Implied volatility for at-the-money options expiring in April, a measure of expected price swings in futures and a gauge of options prices, was 23.73 percent on the New York Mercantile Exchange as of 3:55 p.m., up from 22.11 on Feb. 22.
West Texas Intermediate crude for April delivery fell 2 cents to settle at $93.11 a barrel on the Nymex. Futures extended the decline after the 2:30 p.m. close of floor trading as the euro slipped 0.9 percent against the dollar, making commodities priced in the U.S. currency less attractive.
The most-active options in electronic trading today were May $70 puts, which gained 1 cent to 9 cents on volume of 2,869 contracts at 4:09 p.m. in New York. April $90 puts were the second-most active with 2,636 lots. They rose 20 cents to $1.18 a barrel.

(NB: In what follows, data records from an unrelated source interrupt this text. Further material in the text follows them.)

PR #815, opened 2018-09-12
Production example

Tarnadas:


alexcrichton:
Thanks for the PR! I think I'm slightly confused, though, of how much we want to show off here. I definitely agree that we should be showing off a good default set of production settings for common bundlers like webpack (maybe rename this to `production-webpack`?), but I'm not sure how much we want to dive into other likely opinionated topics like npm/yarn, how to structure a project, how to serve files, etc.

In that sense I wonder if it makes sense to perhaps trim this down to just what you'd expect to be run with webpack? Maybe just the production config needed there to generate an appropriately sized wasm file and such to ship? Or is that detracting too much from the example?

examples/production/tsconfig.json
```diff
@@ -0,0 +1,16 @@
+{
+  "compilerOptions": {
+    "target": "esnext",
```
eminence: I'm curious if it's possible to get this example working with an "ES6" target, instead of "ESNext"

Tarnadas: The reason behind ESNext target is the concatenation with Babel. There is no reason for TypeScript to target anything lower than ESNext since Babel does the next transpilation step anyway

Tarnadas:
You're right about Yarn, this should be removed and replaced with npm.

I am also unsure about the name and what should be shown, but I think that *something* should be used for serving files and replacing Express with another backend shouldn't be too hard.

There's also a big difference whether you want to use TypeScript or not, maybe a name including `webpack` and `typescript` would be better. On the other side `wasm-bindgen` generates TypeScript typings by default, which could be called opinionated as well. Due to the lack of proper watch mode for JavaScript and Rust files, I included `nodemon` for watching and building Rust files. Should that be kept or moved somewhere else?

examples/production/tsconfig.json
eminence: Just for my own education, can you explain what babel is doing here?   (In my own personal and small typescript projects, I've been able to directly use the output from the typescript compiler, and haven't needed an additional transpilation step)

Tarnadas:
```js
        {
          test: /\.tsx?$/,
          exclude: /node_modules/,
          use: [
            {
              loader: 'babel-loader',
              ...
            },
            {
              loader: 'awesome-typescript-loader'
            }
          ]
        }
```
Webpack does the chaining from bottom to top, so it passes the output from `awesome-typescript-loader` to `babel-loader`. Babel is just more powerful in the transpilation step and can do a lot more than TSC.
You can e.g. use [browserlist](http://browserl.ist/) via `browsers: [  '>1%'  ]` to just transpile specific features, which aren't supported by these browsers, resulting in more specialized and therefore better transpiled files.
This is also true for the polyfill step done by Babel. `useBuiltIns: 'entry'` will look into the browserlist and just give you the polyfills you really need and use. Note that I haven't added `babel-polyfill` as a dependency here, which must either be done at the index.ts file or within the entry chunk definition.

alexcrichton:
This came up during our WG discussion today, and @ashleygwilliams brought up a good point that an example like this may actually cause *confusion* because when you first look at it then it appears like wasm-bindgen need some sort of special configuration for wasm-bindgen to work with webpack. It's in fact the opposite, though, in that webpack shouldn't need any configuration to get working with wasm-bindgen!

In that sense is there perhaps a section of the documentation that we can write down referencing official webpack docs? It'd be great if we could say something like "take a look at these official docs, and maybe do a change like $this to plug in wasm". That way it would be more clear that very little configuration is necessary for wasm-bindgen code!

chinedufn:
On that note ^ -> maybe move this to `Tarnadas/rust-wasm-starter` ?

And maybe have a book section that links to community projects.. or something.. This way more opinionated things can still get a little sunlight even if they don't belong into `wasm-bindgen` proper.

alexcrichton:
Ok I'm gonna close this as it's been quiet for quite some time now, but we can always of course consider resubmission!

Puts accounted for 58 percent of electronic trading volume. In the previous session, bearish bets made up 60 percent of the 111,650 contracts traded.
April $85 puts were the most active options traded Feb. 22, with 6,098 contracts changing hands. They were down 19 cents to 27 cents a barrel. April $100 calls fell 2 cents to 13 cents on 4,467 lots.
Open interest was highest for December $105 calls with 34,763 contracts. Next were April $110 calls at 34,431 and June $90 puts at 32,311.
The exchange distributes real-time data for electronic trading and releases information the next business day on open-outcry volume, where the bulk of options activity occurs.